Alas, the world we live in doesn’t work that way. Political “folk heroes” like John McCain always turn out to have a lot of powerful connections — and money.

I didn’t enter this campaign with the expectation of winning — chilling thought! Becoming vice president would be an intolerably tedious interruption of my writing career. It’s the other way around: I regard the campaign as an extension of my mission as a writer — to evangelize for the forgotten principles of the Constitution. If we win, wonderful! If not, we’ve at least offered our country a chance to return to its roots.

So I have no wish to bore my readers with campaign propaganda. I don’t want my columns to sound like stump speeches; in fact, I’m afraid my stump speech sounds a little too much like my columns, more analytical than inspirational. The Tenth Amendment, my favorite topic, doesn’t seem to fire anyone’s blood but my own. So far I’ve been unable to start a riot by quoting it verbatim. As a demagogue I’m an utter failure.

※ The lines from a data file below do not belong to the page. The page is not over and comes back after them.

PR #270, opened 2023-11-22
fix: extensions image push was missed

frezbo:
Push the `extensions` image, this was missed when the CI was moved from drone to GitHub actions.


smira (commented):
Should we run make extensions always, but skip pushing it?

frezbo:
> Should we run make extensions always, but skip pushing it?

doesn;t it fetch manifests from registry first, then it would fail on normal build, right?

smira:
> > Should we run make extensions always, but skip pushing it?
> 
> doesn;t it fetch manifests from registry first, then it would fail on normal build, right?

hmm... yes, true. probably you're right

smira (approved):

PR #199, opened 2018-08-23
Fix bsc#1099045 adds annotation to use docker/default seccomp profile

chentex:
This annotation will make haproxy use the docker/default seccomp profile.

Signed-off-by: Vicente Zepeda Mas <vzepedamas@suse.com>


chentex:
[Bug 1099045](https://trello.com/c/Q6MCDKkO/1138-bug-1099045)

Whatever it takes to make a successful politician, I just don’t seem to have it. I can’t pretend I feel everyone’s pain. I don’t have solutions for all their problems. I don’t feel generous pledging to spend other people’s money on them. I hate to insult their intelligence with extravagant promises. I don’t even feel that their lives are necessarily empty without me.

At the risk of sounding immodest, I believe I’d actually make a rather good king. After all, the best kings were a lot like me. They knew they hadn’t done anything to deserve their power, so they used it sparingly. They didn’t have big dreams, didn’t try to remake their societies from top to bottom, didn’t promise their subjects the moon. Even their wars were mostly skirmishes, by modern standards.

Unlike Woodrow Wilson, Franklin Roosevelt, and others I could name, kings didn’t talk a lot of utopian rot; in a democracy, you hear nothing else. And compared with modern governments, most kings kept taxes low. Americans paid far less under George III than under today’s government. Blasphemous as it may seem to say so, they were freer than we are. King George didn’t care a hoot whether you smoked or how much water your toilet tank held. That’s how I would try to be.

All this may seem irrelevant, since I’m seeking the vice presidency, not (at this point, anyway) the monarchy. But I want to assure my readers and editors that if a crown were ever offered to me, they’d have no cause for alarm.